Welcome to Conway's Game of Life!

Using Polya's 4 Principles to Build This Game

Understanding the Problem

Why Did Conway Create This Model?

A mathematician named John Conway created this two-dimesional, zero-player game in 1970 to provide a visual model that would enable him to study "cellular automata" more closely. "Cellular automata" had already been studied previously by many scientists, two decades prior, as a possible model for biological systems. This visually-alluring 2D game continues to model concepts in: computer science, cryptography, mathematics, physics, complexity science, theoretical biology, etc.

What Should MY Re-Created Model Look Like?

Within the context of my re-created model, a "cellular automaton" would be considered a collection of black & white cells on this grid that can evolve over "generations" (iterative unit of time) according to the rules defined at the bottom of this page. Those rules are applied to each cell, during each generation, and are based on 1 of 2 states ("alive" or "dead") of each neighboring cell.

How Does It Work?

Before the game can start, an initial input (any collection of white squares) must be provided by the user, either manually on the grid or by choosing one of the provided preset options under the grid. After providing an input, the "Run" button must be clicked, which will cause the cells to "evolve" according to Conway's defined rules (as stated at the bottom of this page). With each passing "generation," those SAME rules are applied EVERY generation and SIMULTANEOUSLY across all cells.

Devising a Plan

(1) First, we need to create a board with a grid that can render black & white cells, which will revert between the colors when clicked on.

(2) Then, we need to implement functionality to give the user the ability to control aspects of the game: a "Run"/"Stop" button to proceed or pause the cells' evolution, a "Clear" button to return to a board of all black cells, and a user input area that allows the user to specify the time between each iterated "generation".

(3) Lastly, we need to give the user the option to select preset inputs.

Implementing the Plan

Creating the Board

(1a) Within our React app, we'll need to define 3 things: the desired width of the board, the desired height of the board, and the length of individual cell's side (in pixels).

Making the Grid

(1b) Using CSS and linear gradients, we're able to color the board black and create the necessary vertical & horizontal lines to make a grid.

Storing Cells' "Dead" or "Alive" State

(1c) First, we'll create a "state" object in our main "Grid" component, that will keep track of each cell's "dead" or "alive" state as an array of arrays.

Retrieving Coordinates of User-Targeted Cells

(1d) Then, we'll create "onClick" event handlers and a "handleClick()" function that will provide the coordinates of the targeted cell, which then need to be converted to coordinates that are relative to our board.

Rendering Cells to the Board

(1e) Using a "makeCells()" function, we're able to access the individual values of EACH cell in our board and can set those values to "true" or "false", based on our recently-converted coordinates from step (1d).

Running/Stopping the Game

(2a) First, we need to create a "Run"/"Stop" button that progresses or pauses the evolution process for the cells. These two buttons will be displayed as a single button, which conditionally renders based on whether "isRunning" in our state object is "true" or "false".

Changing the Speed of Evolution

(2b) Next, using an "input" element, the "setState()" function, and a new "handleInterval()" function, we will give the user the ability to increase or decrease the speed between each "generation" (in units of milliseconds) while the "runIteration()" and the calculateNeighbors() functions are being executed.

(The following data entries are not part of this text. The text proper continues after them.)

PR #1065, opened 2021-10-06
Add instruction for source installation

henrykironde:
Example on how to install packages from the repository


kevinushey:
If this works, it feels like a lucky accident rather than something explicitly supported. I'd recommend just calling `system("pip install <...>")` at that point.

PR #1073, opened 2021-10-23
Changes needed for branch main

henrykironde:
Moving from master to main with out breaking third party tools.

Create branch main then set it as default, and merge related changes.


kevinushey:
Thanks for the PR! I've made the necessary changes to move to the main branch here.

Issue #1006, opened 2021-05-17
Support for pipenv?


cboettig:
Would your team consider implementing more direct support for users using `pipenv` to manage the python environment?  

[Pipenv](https://github.com/pypa/pipenv) is a widely used approach maintained by the Python Packaging Authority, PyPa, for managing virtualenvs for different projects automatically by using a simple `Pipfile` in the project directory.  It is built on the virutalenv system, so we can still access pipenv environments with `reticulate` already, but it is cumbersome and lacks the syncing features we get from using pipenv directly, such as:

- You no longer need to use pip and virtualenv separately. They work together.
- Managing a requirements.txt file can be [problematic](https://kenreitz.org/essays/2016/02/25/a-better-pip-workflow)
- Hashes are used everywhere, always. Security. Automatically expose security vulnerabilities.

- pipenv also lets us install & switch between different python versions via pyenv, and a given project can be set to use a specific python version easily.

I know this also overlaps a bit with your `renv` package, and I'd be happy to transfer this issue there if you think that's better.  In general I think `pipenv` approach with a `Pipfile` is very much in the same spirit as `renv`, and is a bit cleaner way to do what `renv` tries to do with regards to python via `requirements.txt`.  Another nice feature of the `pipenv` approach is that you have consistent behavior in 'pure python' in the project, which automatically loads the Pipenv file, as you would in the R environment, instead of having to manually do something like `source renv/python/bin/activate` in the shell to make renv's python env accessible on the terminal.  Anyway I think @kevinushey would like `pipenv` and so just wanted to toss it out there!

kevinushey:
The impression I get is that [poetry](https://python-poetry.org/) is a fair bit more popular than Pipenv nowadays though.

That said, I would be open to supporting both, depending on what "supporting" means -- what exactly would that entail? What are you hoping `reticulate` and / or `renv` could do for you here?

cboettig:
Thanks @kevinushey , I'll take a closer look at `poetry`.  It doesn't seem to support a way to initialize with an arbitrary version of python though, like `pipenv --python 3.7`.  (My students and I are often switching between projects that require different versions of python, principally since we have some stuff that we want to run on the latest python and some stuff like tensorflow 1.x-based modules that don't support it!)   

[...]

PR #1074, opened 2021-10-24
Add poetry project awareness

AkhilGNair:
Hi!

Took a stab at using `poetry` as the venv provider after following the conversation in #1006. 
I have used the method shown to use Pipenv as the venv provider from [this commit](https://github.com/rstudio/reticulate/commit/3675ff51f5478554bf2b7572a4325496f3ef67c4).

Screenshot from 2021-10-24 12-21-29

The environment seems to respect the provided venv. 

To detect a poetry environment, I check whether there is a `pyproject.toml` which declares `poetry` as one of the tools, as the `pyproject.toml` is the only file `poetry init` initially creates.

```
> poetry init --no-interaction --quiet
> cat pyproject.toml 
[tool.poetry]
name = "myproject"
version = "0.1.0"
description = ""
authors = ["Akhil <...>"]

[tool.poetry.dependencies]
python = "^3.8"

[tool.poetry.dev-dependencies]

[build-system]
requires = ["poetry-core>=1.0.0"]
build-backend = "poetry.core.masonry.api"
```

I dynamically register the `TOML` parser (as done in `blogdown`) as it doesn't seem like it should be a package dependency, but rather just warn the user if it doesn't exist and they want to use `poetry`. Hope this is ok.

Strange note - when I run `reticulate::py_config()` in a terminal R session, I do not have to unset `RETICULATE_PYTHON`, but I do in Rstudio. I wonder if this is the same with the `pipenv` implementation?

Thanks for the great package :)

### DIFF
--- a/R/config.R
+++ b/R/config.R
@@ -199,6 +199,15 @@ py_discover_config <- function(required_module = NULL, use_environment = NULL) {
     
   }
   
+  # if we're working within a project that containers a pyproject.toml, then
+  # check if that project uses poetry as a tool.
+  # if so, use the copy of Python associated with the poetry project
+  if (is_poetry_project()) {
+    python <- poetry_python()
+    config = python_config(python, required_module, forced = "poetry")
+    return(config)
+  } 
+  
   # if we're working within a project that contains a Pipfile, then
   # use the copy of Python associated with that pipenv
   pipfile <- pipenv_pipfile_path()
--- a/R/poetry.R
+++ b/R/poetry.R
@@ -1,0 +1,55 @@
+error_no_toml_parser = function(e) {
+  stop("Please install 'RcppTOML' to parse the a poetry pyproject.toml", call. = FALSE)
+}
+
+pyproject_parser = function() {
+  # From: https://github.com/rstudio/blogdown/blob/main/R/utils.R#L343
+  tryCatch(getFromNamespace('parseTOML', 'RcppTOML'), error = error_no_toml_parser)
+}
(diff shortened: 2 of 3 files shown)


kevinushey:
Thanks for the PR! I recently made some changes that I believe obviate what you put together in this PR (sorry; I did this before I saw the PR!)

For example:

```
poetry init -n
poetry run python -c 'import sys; print(sys.version)'
R -s -e 'reticulate::py_config()'
```

gives me:

```
$ R -s -e 'reticulate::py_config()'
python:         /Users/kevin/Library/Caches/pypoetry/virtualenvs/testing-J3SPl9Qp-py3.9/bin/python
libpython:      /opt/homebrew/opt/python@3.9/Frameworks/Python.framework/Versions/3.9/lib/python3.9/config-3.9-darwin/libpython3.9.dylib
pythonhome:     /Users/kevin/Library/Caches/pypoetry/virtualenvs/testing-J3SPl9Qp-py3.9:/Users/kevin/Library/Caches/pypoetry/virtualenvs/testing-J3SPl9Qp-py3.9
virtualenv:     /Users/kevin/Library/Caches/pypoetry/virtualenvs/testing-J3SPl9Qp-py3.9/bin/activate_this.py
version:        3.9.9 (main, Nov 21 2021, 03:16:13)  [Clang 13.0.0 (clang-1300.0.29.3)]
numpy:           [NOT FOUND]

NOTE: Python version was forced by Poetry
```

PR #1080, opened 2021-11-09
Streamline ways to invoke `pip --ignore-installed` in `py_install()`

t-kalinowski:
in `py_install()`, respect both `pip_ignore_installed` and `ignore_installed`, in both conda and virtualenv python installations.

### DIFF
--- a/DESCRIPTION
+++ b/DESCRIPTION
@@ -50,6 +50,6 @@ Suggests:
     rmarkdown,
     testthat
 LinkingTo: Rcpp
-RoxygenNote: 7.1.1
+RoxygenNote: 7.1.2
 Roxygen: list(markdown = TRUE)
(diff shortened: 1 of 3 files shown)


kevinushey:
Sorry for taking so long to look at this. Can you clarify the intended difference between `ignore_installed` and `pip_ignore_installed` here?

t-kalinowski:
I have this sentence in the roxygen block 
>  (`ignore_installed` is an alias for `pip_ignore_installed`, `pip_ignore_installed` takes precedence).

Maybe I should bring it forward?

kevinushey:
Gotcha. Effectively, they do the same thing; it just depends on which one you want to use (e.g. muscle memory from `conda_install()` versus `virtualenv_install()`)?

Creating Preset Options for the User

(3) Lastly, we'll create 4 new buttons ("Random", "Smile", "Frown", & "Wink") that will provide pre-rendered boards with unique designs for the user to experience. All pre-rendered boards are arrays of objects containing, an "x" and "y" coordinate that are to be rendered via the "setState()" function.

Reflecting/Iterating

Upon reflecting on the project, the following are a few areas that could be improved: (a) refactoring "Grid.js" and creating new sub-components to improve readability, (b) using 'switch' statements in the "handlePreset()" function for improved readability & increased modularity, in case more presets were to be added, and (c) rendering all of "App.js" in the web browser's content window (without the possibility of a user having a vertical/horizontal scroll bar) so that the (x, y) coordinates returned from the "getElementOffset()" function could never be affected by varying values for "window.pageXOffset" & "window.pageYOffset".